The simple solution to this problem should be a respect for the rules, the results, and the identification of what clinically meaningful difference is in a clinical trial registry before collecting data. Promoting statistically significant differences that are not clinically meaningful abounds in our literature. I would suggest not throwing the baby out with the bathwater but recognizing that type I & II errors exist. Just increasing the sample size is not the answer to figuring out if the differences found are clinically meaningful. Finally, statistical significance can be a powerful tool for ruling out hypotheses. Ruling out is essential to decrease variability in clinical practice and progress our profession.


Bibliography

  1. Pernet C. Null hypothesis significance testing: a short tutorial. F1000Res. 2015;4:621.
  2. Masson ME. A tutorial on a practical Bayesian alternative to null-hypothesis significance testing. Behav Res Methods. 2011 Sep;43(3):679-90.
  3. Cohen HW. P values: use and misuse in medical literature. Am J Hypertens. 2011 Jan;24(1):18-23.
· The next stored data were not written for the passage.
PR #289, opened 2023-04-27
List subcommands from Scarb exe dir

maciektr:
Fix listing subcommands to include Scarb exe directory, as in #277

### DIFF
--- a/scarb/tests/e2e/subcommand.rs
+++ b/scarb/tests/e2e/subcommand.rs
@@ -224,3 +224,34 @@ fn can_find_scarb_directory_scripts_without_path() {
         .success()
         .stdout_eq("Hello beautiful world\n");
 }
+
+#[test]
+fn can_list_scarb_directory_scripts() {
+    let t = assert_fs::TempDir::new().unwrap();
+    write_script(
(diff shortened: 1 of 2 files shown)


scarb/tests/e2e/subcommand.rs
```diff
@@ -224,3 +224,38 @@ fn can_find_scarb_directory_scripts_without_path() {
         .success()
         .stdout_eq("Hello beautiful world\n");
 }
+
+#[test]
+#[cfg_attr(
+    not(target_family = "unix"),
+    ignore = "This test should write a Rust code, because currently it only assumes Unix."
+)]
+fn can_list_scarb_directory_scripts() {
```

  4. Fleischmann M, Vaughan B. Commentary: Statistical significance and clinical significance – A call to consider patient reported outcome measures, effect size, confidence interval and minimal clinically important difference (MCID). J Bodyw Mov Ther. 2019 Oct;23(4):690-694.
  5. Yaddanapudi LN. The American Statistical Association statement on P-values explained. J Anaesthesiol Clin Pharmacol. 2016 Oct-Dec;32(4):421-423.
  6. Cook C, Garcia AN. Post-randomization bias. J Man Manip Ther. 2020 May;28(2):69-71.
  7. Riley SP, Swanson BT, Shaffer SM, et al. The Unknown Prevalence of Postrandomization Bias in 15 Physical Therapy Journals: A Methods Review. J Orthop Sports Phys Ther. 2021 Nov;51(11):542-550.
  8. Vetter TR, Mascha EJ. Defining the Primary Outcomes and Justifying Secondary Outcomes of a Study: Usually, the Fewer, the Better. Anesth Analg. 2017 Aug;125(2):678-681.
  9. Shreffler J, Huecker MR. Type I and Type II Errors and Statistical Power. StatPearls. Treasure Island (FL)2022.